Your goal » In the listing below, write out exactly each line from the first through the one containing "dvush: Services use".

Exercise material »
--- START ---

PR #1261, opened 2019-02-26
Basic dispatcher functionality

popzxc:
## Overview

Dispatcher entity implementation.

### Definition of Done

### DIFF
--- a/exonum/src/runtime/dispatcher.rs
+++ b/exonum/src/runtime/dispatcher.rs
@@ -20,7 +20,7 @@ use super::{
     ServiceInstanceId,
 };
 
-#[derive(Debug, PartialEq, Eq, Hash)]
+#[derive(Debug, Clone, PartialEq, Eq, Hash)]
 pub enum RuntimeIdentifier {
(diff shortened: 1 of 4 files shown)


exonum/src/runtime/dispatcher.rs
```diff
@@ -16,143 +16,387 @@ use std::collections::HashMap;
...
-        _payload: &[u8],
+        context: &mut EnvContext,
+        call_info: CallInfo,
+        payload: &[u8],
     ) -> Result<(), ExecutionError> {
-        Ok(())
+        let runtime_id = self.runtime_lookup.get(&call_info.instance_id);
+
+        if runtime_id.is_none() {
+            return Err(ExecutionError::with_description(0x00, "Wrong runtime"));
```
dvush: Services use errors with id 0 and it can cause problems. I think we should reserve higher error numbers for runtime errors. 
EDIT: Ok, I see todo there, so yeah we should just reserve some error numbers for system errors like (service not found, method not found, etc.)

--- END ---

Result »
PR #1261, opened 2019-02-26
Basic dispatcher functionality

popzxc:
## Overview

Dispatcher entity implementation.

### Definition of Done

### DIFF
--- a/exonum/src/runtime/dispatcher.rs
+++ b/exonum/src/runtime/dispatcher.rs
@@ -20,7 +20,7 @@ use super::{
     ServiceInstanceId,
 };
 
-#[derive(Debug, PartialEq, Eq, Hash)]
+#[derive(Debug, Clone, PartialEq, Eq, Hash)]
 pub enum RuntimeIdentifier {
(diff shortened: 1 of 4 files shown)


exonum/src/runtime/dispatcher.rs
```diff
@@ -16,143 +16,387 @@ use std::collections::HashMap;
...
-        _payload: &[u8],
+        context: &mut EnvContext,
+        call_info: CallInfo,
+        payload: &[u8],
     ) -> Result<(), ExecutionError> {
-        Ok(())
+        let runtime_id = self.runtime_lookup.get(&call_info.instance_id);
+
+        if runtime_id.is_none() {
+            return Err(ExecutionError::with_description(0x00, "Wrong runtime"));
```
dvush: Services use errors with id 0 and it can cause problems. I think we should reserve higher error numbers for runtime errors. 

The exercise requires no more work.